▸ **YOUR TASK**: Gather every line from the entries below that includes "about".

▸ **PROVIDED MATERIAL**:
Issue #7855, opened 2026-06-15
ScaledJob spec.scalingStrategy.strategy: Unsupported value: "default":


0e4ef622:
### Report

The [docs](https://keda.sh/docs/2.20/reference/scaledjob-spec/#scalingstrategy) state that valid values are "default", "custom", "accurate", and "eager", but the [CRD](https://github.com/kedacore/keda/blob/875675ce5cd1d34772fe00a228a71b8bf05b3b43/config/crd/bases/keda.sh_scaledjobs.yaml#L9060-L9065) doesn't list "default" as a valid value.

### Expected Behavior

the docs match the crd

### Actual Behavior

the docs don't match the crd

### Steps to Reproduce the Problem

N/A

### KEDA Version

2.20.1

### Kubernetes Version

None

### Platform

None

### Would you be open to contributing a fix?

No

Issue #3149, opened 2022-06-09
Kafka scaler reports small number when some partitions are empty


3schwartz:
### Report

In our cluster I have enabled a Kafka trigger. 

```
  triggers:
  - metadata:
      bootstrapServers: kafka:9092
      consumerGroup: some-group
      lagThreshold: "200"
      offsetResetPolicy: earliest
      topic: some-topic
    type: kafka
```

The topic have 100 partitions and only some with messages. The scaler reported 1836m/200  but there wasn't any lag on the consumer group.

After I had publish messages to all partitions the scaler ended up reported correct metric - hence reported zero lag after consumer had consumed all messages.

### Expected Behavior

Lag amount reported in HPA should be zero - like the true lag of the consumer group.

### Actual Behavior

Small lag amount was seen in the HPA which should be zero.

### Steps to Reproduce the Problem

1. Topic with 100 partitions
2. Only some partitions with messages

### Logs from KEDA operator

Only stable logs like below are reported.

```
1.654784800052318e+09   INFO    controller.scaledobject Reconciling ScaledObject        {"reconciler group": "keda.sh", "reconciler kind": "ScaledObject", "name": "some-scaler-scale", "namespace": "some-namespace"}
```

### KEDA Version

2.6.1

### Kubernetes Version

1.21

### Platform

Microsoft Azure

### Scaler Details

Kafka

PR #8107, opened 2026-09-01
Selenium Grid Scaler: add includeOngoingSessions trigger param

VietND96:
The Selenium Grid scaler reports queued session requests **plus on-going sessions** as its scaling metric. That total is only correct when the consumer deducts already-running work: ScaledObjects (HPA), and ScaledJobs using the `default` or `custom` strategy, subtract the *running* Job count from the desired scale, so on-going sessions cancel out in the subtraction and the arithmetic resolves to the number of new Nodes to create.

The `accurate` strategy instead subtracts the *pending* Job count, and `eager` subtracts running + pending (bounded by `maxScale`). Because these never re-add running work, on-going sessions are counted again on every polling cycle — producing runaway Node creation that never scales back down. This is exactly what surfaced when the Selenium Grid Helm chart switched its default ScaledJob strategy from `default` to `accurate` (SeleniumHQ/docker-selenium#3167).

This change adds an `includeOngoingSessions` trigger metadata option (`bool`, default `true`) that controls whether on-going sessions are counted toward the metric:

```yaml
triggers:
  - type: selenium-grid
    metadata:
      url: http://selenium-hub:4444/graphql
      browserName: chrome
      includeOngoingSessions: "false"   # required for accurate / eager
```

The recommended value follows directly from which Job count each strategy deducts in `GetEffectiveMaxScale` (`pkg/scaling/executor/scale_jobs.go`):

| ScaledJob strategy | Core deducts | `includeOngoingSessions` | Metric emitted |
|---|---|---|---|
| `default` | running Job count | `true` (default) | queued requests + on-going sessions |
| `custom` | `customScalingRunningJobPercentage` of running Job count | `true` (default) | queued requests + on-going sessions |
| `accurate` | pending Job count | **`false`** | queued requests only |
| `eager` | running + pending Job count (bounded by `maxScale`) | **`false`** | queued requests only |
| _ScaledObject (HPA)_ | running replicas via HPA | `true` (default) | queued requests + on-going sessions |

Defaulting to `true` keeps current behaviour, so existing deployments are unaffected and this is backward compatible.

### Why a trigger param rather than reading the ScaledJob strategy

An earlier revision of this PR derived the behaviour automatically from the owning ScaledJob's `spec.scalingStrategy.strategy`. That was dropped in favour of an explicit param, for two reasons:

1. **It matches how other scalers expose the same choice** — whether in-progress work counts toward the metric: AWS SQS `scaleOnInFlight` / `scaleOnDelayed`, RabbitMQ `excludeUnacknowledged`, Beanstalkd `includeDelayed`, Temporal `includeRunningWorkflowCount`. All are plain booleans on trigger metadata.
2. **It keeps the change inside the scaler.** Auto-detection required threading the strategy through `WithTriggersSpec`, `ScalerConfig` and `scalers_builder`, which would have made this the first scaler to branch its metric on owner-object spec. `ScalableObjectType` — the only owner context in `ScalerConfig` today — feeds logging and one Prometheus label, but never behaviour.

The trade-off, stated plainly: unlike auto-detection, the param can be set inconsistently with the ScaledJob strategy, which reproduces the bug it fixes. This is the same characteristic `scaleOnInFlight` has on SQS + ScaledJob, so it is handled the same way — in the docs.

> [!NOTE]
> `custom` is a spectrum. Leaving `includeOngoingSessions` at `true` is correct for the common `customScalingRunningJobPercentage: "1"` configuration (the recommended equivalent of `default`). A running percentage well below `1` deducts less running work, in which case the total-desired value slightly over-provisions.

### Checklist

- [x] A PR is opened to update the documentation on ([repo](https://github.com/kedacore/keda-docs)) *(https://github.com/kedacore/keda-docs/pull/1858)* 

Relates to SeleniumHQ/docker-selenium#3167

### DIFF
--- a/pkg/scalers/selenium_grid_scaler.go
+++ b/pkg/scalers/selenium_grid_scaler.go
@@ -42,6 +42,7 @@ type seleniumGridScalerMetadata struct {
 	NodeMaxSessions        int64  `keda:"name=nodeMaxSessions,          order=triggerMetadata, default=1"`
 	EnableManagedDownloads bool   `keda:"name=enableManagedDownloads,   order=triggerMetadata, default=true"`
 	Capabilities           string `keda:"name=capabilities,             order=triggerMetadata, optional"`
+	IncludeOngoingSessions bool   `keda:"name=includeOngoingSessions,   order=triggerMetadata, default=true"`
 
 	TargetValue int64
 }
@@ -204,9 +205,33 @@ func (s *seleniumGridScaler) GetMetricsAndActivity(ctx context.Context, metricNa
 		return []external_metrics.ExternalMetricValue{}, false, fmt.Errorf("error requesting selenium grid endpoint: %w", err)
 	}
 
-	metric := GenerateMetricInMili(metricName, float64(newRequestNodes+onGoingSessions))
+	// The metric returned to KEDA represents the number of Nodes (Job pods) the Grid needs.
+	// On-going sessions are work the Grid is already serving, so whether they belong in the
+	// metric depends on whether the consumer subtracts already-running work for us:
+	//
+	//   * ScaledObjects (HPA), and ScaledJobs using the "default" or "custom" strategy, deduct
+	//     the running Job count from the desired scale ("custom" deducts
+	//     customScalingRunningJobPercentage of it). On-going sessions are served by running
+	//     Jobs, so they cancel out in that deduction: the metric must report queued requests
+	//     PLUS on-going sessions for the arithmetic to resolve to the number of *new* Nodes to
+	//     create. This is the default.
+	//
+	//   * ScaledJobs using "accurate" deduct the pending Job count, and "eager" deducts the
+	//     running and pending Job counts (bounded by maxScale). These strategies do not re-add
+	//     running work, so counting on-going sessions here double-counts work already in
+	//     progress and causes runaway Job creation that never scales back down (see
+	//     SeleniumHQ/docker-selenium#3167). Set includeOngoingSessions=false for these, so the
+	//     metric reports only the new Nodes required to drain the session queue.
+	//
+	// See pkg/scaling/executor/scale_jobs.go for how the executor computes effective max scale.
+	count := newRequestNodes
+	if s.metadata.IncludeOngoingSessions {
+		count += onGoingSessions
+	}
 
-	return []external_metrics.ExternalMetricValue{metric}, (newRequestNodes + onGoingSessions) > s.metadata.ActivationThreshold, nil
+	metric := GenerateMetricInMili(metricName, float64(count))
+
+	return []external_metrics.ExternalMetricValue{metric}, count > s.metadata.ActivationThreshold, nil
 }
 
 func buildSeleniumGridMetricName(meta *seleniumGridScalerMetadata) string {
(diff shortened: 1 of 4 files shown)


rickbrouwer:
FYI, default is selectable again since KEDA v2.20.2. It was missing from the CRD enum introduced in #7533 and restored in #7858 (issue #7855). That means the chart default in SeleniumHQ/docker-selenium#3149 maybe can be reverted?

VietND96:
@rickbrouwer, this is not only the default strategy. The value to return will be different based on the strategy given, since someone reported that they could not use `accurate` at all.

rickbrouwer:
Thanks. The note was only about the chart default in #3149, not about this fix.

On this PR: it feels odd to have the strategy in both the ScaledJob spec and the scaler config. As far as I can tell no other scaler in pkg/scalers does this. It also means the two have to be kept in sync by hand, and if they drift the behaviour silently regresses. Could this be solved another way?

VietND96:
@rickbrouwer now I tried to get it from spec and expose it, then in scaler can get the value and use. Can you review it makes sense.

rickbrouwer:
Could you look at how other scalers handle this? AWS SQS has `scaleOnInFlight` and `scaleOnDelayed`, RabbitMQ has `excludeUnacknowledged`, Beanstalkd has `includeDelayed`, and Temporal has `includeRunningWorkflowCount`.
There might be an approach there that helps here as well. I must admit that I haven't looked at the whole picture properly yet, but for now, I think we should be thinking more in that direction.

VietND96:
Thanks @rickbrouwer for pointing this out. The logic is the same, just different in the trigger param name. Actually, I thought people would be confused when setting this to true/false. Instead, they just set the strategy name. Now with this trigger param, I think it is aligned with other scalers.

CHANGELOG.md
```diff
@@ -96,6 +96,7 @@ To learn more about active deprecations, we recommend checking [GitHub Discussio
...
 - **Github Runner Scaler**: Fix per-repository ETag job cache returning another concurrent workflow run's jobs, inflating the computed queue length when a repository has multiple simultaneous queued/in_progress runs ([#7949](https://github.com/kedacore/keda/issues/7949))
 - **Solr Scaler**: Fix a non-200 response being reported as a queue length of 0, which scaled the workload to zero during a Solr outage, an auth rejection or a missing collection instead of surfacing the error ([#8036](https://github.com/kedacore/keda/issues/8036))
+- **Selenium Grid Scaler**: Fix runaway Node creation that never scales back down on `ScaledJob` deployments using the `accurate` or `eager` scaling strategy, where on-going sessions in the queue metric double-counted work already in progress; set the new trigger param `includeOngoingSessions` to `false` for those strategies ([#3167](https://github.com/SeleniumHQ/docker-selenium/issues/3167))
```
rickbrouwer: changelog is not necessary anymore
```suggestion
```

rickbrouwer (changes requested):

CHANGELOG.md
VietND96: Removed it

rickbrouwer:
/run-e2e selenium
**Update:** You can check the progress [here](https://github.com/kedacore/keda/actions/runs/33725564035)
<details>

```
Execution of tests/scalers/selenium/selenium_test.go, has passed after "one" attempts
```

</details>

<details>

```
```

</details>

VietND96:
Docs PR is ready https://github.com/kedacore/keda-docs/pull/1858

rickbrouwer (approved):
Thanks!

zroubalik (approved):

▸ **WRITTEN SOLUTION**:
Thanks. The note was only about the chart default in #3149, not about this fix.
@@ -96,6 +96,7 @@ To learn more about active deprecations, we recommend checking [GitHub Discussio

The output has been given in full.